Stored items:

PR #185, opened 2026-07-24
fix: detect in-place terminal activity reliably

onliner10:
## What

Makes the tab activity indicator follow real terminal work reliably, including in-place redraws from same-PID Pi `!` commands and output from fully occluded tabs. Active tabs now render their actual execution state without special masking.

Also exposes the underlying `idle` / `running` / `done` state additively in `macterm pane list`.

## Why

The existing renderer/scrollback signals stop when a surface is occluded and miss raw-mode TUIs that redraw in place. Process polling cannot identify nested Pi shell commands because Pi keeps the same foreground PID throughout the command.

## How

- Consume Ghostty's new throttled `GHOSTTY_ACTION_OUTPUT_ACTIVITY` signal from the PTY IO path.
- Preserve explicit progress and canonical foreground processes as authoritative execution sources.
- For ambiguous same-PID agents, require two timely heartbeats after an actually forwarded nonempty submission; blank Return, startup output, typing, IME composition, and ordinary raw TUIs do not start activity.
- Track committed input across physical Return/keypad Enter, IME commits, paste resolution, and control-CLI `sendText` / `sendKey` paths, with destructive edits and cancellation clearing stale evidence.
- Quiet-settle activity-owned runs through a dedicated deadline that still polls when ordinary polling is coalesced or the window is fully occluded.
- Reject or refresh cached GhosttyKit artifacts that lack the required ABI.
- Keep the new control-protocol state optional so older responses remain decodable.

## Verified

Validated against the official `thdxg/ghostty` `build-2026-07-24` universal framework, built from `c459b2a` after thdxg/ghostty#5:

- Correctly submitted Pi `! sleep 6` transitioned `running → done` while the window was minimized, with the foreground Pi PID unchanged.
- Physical Return and keypad Enter, plus programmatic `sendText` / `sendKey`, start and finish activity correctly.
- Physical and programmatic blank Return stay idle; Return in Vim stays idle.
- Canonical foreground commands remain running through silent periods.
- Output after completion does not resurrect a finished state.
- Release archive and DMG build successfully.

## Notes for reviewers

The Ghostty dependency is already merged and released: thdxg/ghostty#5. The output heartbeat is emitted from the PTY IO path rather than the renderer, so it remains available while the terminal surface is occluded.

The local Xcode installation prints its existing stale-CoreSimulator warning, but macOS tests and the release archive complete successfully.

## Summary by CodeRabbit

* **New Features**
  * Pane listings and tab status indicators now expose execution state: `idle`, `running`, `done` (including when tracking is enabled).
* **Bug Fixes**
  * Improved terminal “quiet settle” behavior to be consistent regardless of pane occlusion.
  * More robust Return/command submission detection and clipboard paste handling (including safer clipboard parsing).
* **Documentation**
  * Updated setup guidance for GhosttyKit compatibility, refined tab naming/activity notes, and expanded `pane list` output documentation to include execution state.


scripts/setup.sh
```diff
@@ -14,11 +14,23 @@ RESOURCES_MARKER="Macterm/Resources/terminfo"
...
 need_xcframework=true
 need_resources=true
 need_zmx=true
-[[ -d "$XCFRAMEWORK_DIR" ]] && need_xcframework=false
+if [[ -d "$XCFRAMEWORK_DIR" ]]; then
+  if has_output_activity_action; then
+    need_xcframework=false
+  else
+    echo "Existing GhosttyKit lacks GHOSTTY_ACTION_OUTPUT_ACTIVITY; refreshing it"
+    rm -rf "$XCFRAMEWORK_DIR"
```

### To do
Scan the records above for the word "ordinary" and return every line where it occurs.

### Answer section
- For ambiguous same-PID agents, require two timely heartbeats after an actually forwarded nonempty submission; blank Return, startup output, typing, IME composition, and ordinary raw TUIs do not start activity.
- Quiet-settle activity-owned runs through a dedicated deadline that still polls when ordinary polling is coalesced or the window is fully occluded.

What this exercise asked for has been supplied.